Tom Lange of Procter & Gamble, which has used high performance computer (HPC) systems to help design consumer products including Pampers diapers and Pringles potato chips, said that although P&G manufactures billions of Pampers a year and they all have data sensors affixed to them, all this data is deleted once the diapers exit the manufacturing line. "P&G doesn't have any big data," he stated, explaining that "businesses typically won't pay for storing data that doesn't make them money." Someone has to make the economic argument for storing data, especially when it comes in petabyte-size chunks.
This revelation sparked a lively discussion on who gets to decide which data gets saved when the future value of the data isn't known. For businesses like P&G, the decision process is clear: if no one steps forward to pay for storage, the data probably won't be saved. For massive data collected by governments, decisions can be more serendipitous and comprehensive policies are often lacking today.
Because the HPC community confronts very massive data, much of it meeting the "four Vs" definitional criteria for big data (volume, variety, velocity, and value), leading HPC users are already wrestling with issues that may not affect mainstream IT markets for a while. In addition:
- The Large Hadron Collider at CERN generates 1 PB of data per second when it's operating and the upcoming Square Kilometer Array telescope will disgorge 1 EB of data (1,000 PB) per day. In both cases, only a small fraction of the data will be stored. Storing it all would break the budget.
- China's Internet-of-Things initiative is targeting a 10,000-fold data reduction to avoid having to confront 100ZB of data from home sensors alone by 2030. A major strategy of the effort, spearheaded by the Chinese Academy of Sciences, is to create a single mega-sensor that will do the work of the 40-50 device sensors that would otherwise be expected to inhabit the average Chinese home at that time.
- The HPC community has already figured out how to exploit the benefits of Hadoop while evading Hadoop's requirement to store three copies of data. The workaround is to decouple Hadoop from the Hadoop Distributed File System (HDFS) and attach it instead to a fully POSIX-compliant parallel file system.
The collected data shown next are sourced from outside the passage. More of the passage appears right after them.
Issue #1073, opened 2026-09-21
ALERT_WEBHOOK_URL is documented as a secret but deployed as a plaintext var, so every deploy prints it


MadaBurns:
## Summary

`ALERT_WEBHOOK_URL` is configured as a plaintext `vars` entry in the production config. `deploy:prod` runs `check:bindings:prod`, which runs `wrangler types --config wrangler.production.jsonc`, and that renders every plaintext var inline in its generated output. The webhook URL therefore prints **in full — including its path token — on every production deploy**, to the terminal and to any transcript or CI log capturing that output.

The URL is a capability secret: possession of it is sufficient to post to the internal ops alert endpoint. It was disclosed this way during the 3.85.0 deploy and the token is being rotated.

Also rendered by the same step, for completeness: `CF_ACCOUNT_ID`, `OWNER_ALLOW_IPS`, and the three KV namespace IDs. Those are lower-sensitivity but are disclosed by the same mechanism.

## The code already calls it a secret

`src/lib/operator-webhook-binding.ts:5-6` describes the fallback as:

> falling back through a KV last-known-good cache to the static `ALERT_WEBHOOK_URL` **secret**

So the documented intent and the deployed reality disagree. The docstring says secret; the config says var. That mismatch is the whole defect.

## Why the obvious fix does not work

`wrangler secret put ALERT_WEBHOOK_URL` fails:

```
A request to the Cloudflare API (.../secrets) failed.
Binding name 'ALERT_WEBHOOK_URL' already in use. Please use a different name and try again. [code: 10053]
```

A binding name cannot be both a var and a secret, so the var has to be removed first — and that is gated:

`scripts/inject-private-config.cjs:169`

```js
const REQUIRED_NONEMPTY_PRODUCTION_VARS = ['ALERT_WEBHOOK_URL'];
```

`validateProductionSecurityConfig` fails the injector when that var is absent or empty, so simply deleting it from `vars` blocks every deploy, fail-closed.

That gate should be **replaced, not removed**. It exists to prevent shipping with alerting silently off, which is a real failure mode worth keeping. A secret-aware equivalent (for example, asserting the name appears in `wrangler secret list`) would preserve the guarantee while allowing the value to stop being rendered.

## Priority is moderate, not urgent

[...]

PR #1076, opened 2026-09-21
fix(deploy): make the ALERT_WEBHOOK_URL prod gate secret-aware (#1073)

MadaBurns:
## Summary

Fixes the code half of #1073 — `ALERT_WEBHOOK_URL` is documented as a secret but deployed as a plaintext `vars` entry, so `wrangler types --config wrangler.production.jsonc` (run by `check:bindings:prod` inside `deploy:prod`) printed the full capability URL on every production deploy.

> ⚠️ **Draft on purpose — do not merge before reading "Merge ordering" below.** An independent review of this exact commit is in progress (board ticket SQ-122).

**What changes**

- `scripts/inject-private-config.cjs` — the var-only gate (`REQUIRED_NONEMPTY_PRODUCTION_VARS`) is **replaced, not removed**, by a secret-aware one. `assessAlertWebhookSecretGate` (pure, injectable) passes only when `wrangler secret list` shows `ALERT_WEBHOOK_URL` provisioned **and** the name is absent from `vars`. It fails closed when the name is still/also a var (the `[code: 10053]` collision state and the re-disclosure state), when the secret is missing, or when the lister errors, times out (30s) or returns unparseable output.
- One-shot `BV_ALLOW_MISSING_ALERT_SECRET=1` override for the transition deploy, following the `BV_ALLOW_STALE_SIDECARS=1` precedent. It does **not** rescue the var-still-present state.
- `wrangler.jsonc` / `wrangler.private.example.jsonc` — `ALERT_WEBHOOK_URL` removed from `vars`.
- `docs/operator-runbook.md` — new migration section with two paths: a one-deploy path using `wrangler deploy --secrets-file`, and a two-step override path. `docs/tenant-ops-runbook.md`, the `bv-mcp-operations` skill and `CHANGELOG.md` updated to match.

Storage is not the only daunting expense associated with massive data. Moving data can also be very costly. Technical experts say that a single computation typically requires 1 picojoule of energy, but moving the results of the computation may cost as much as 100 picojoules. At an average $1 million per megawatt, skyrocketing energy costs have become the number two issue in the worldwide HPC community, right after the perennial desire for bigger budgets. Hence, curtailing data movement is a bulls-eye target for cost-conscious HPC users in government, academia, and industry.
The HPC community was arguably the original home of big data and still operates at the leading edge of many big data developments, but costs for data movement and storage will continue to act as a brake on the growth of HPC big data. Even with this partial brake, IDC forecasts that the server market for high performance data analysis (big data using HPC) will grow rapidly (23.5% CAGR) to reach $2.7 billion in 2018 and the related storage market will expand to about $1.6 billion in the same year.
Steve Conway is Research VP, IDC High Performance Computing Group.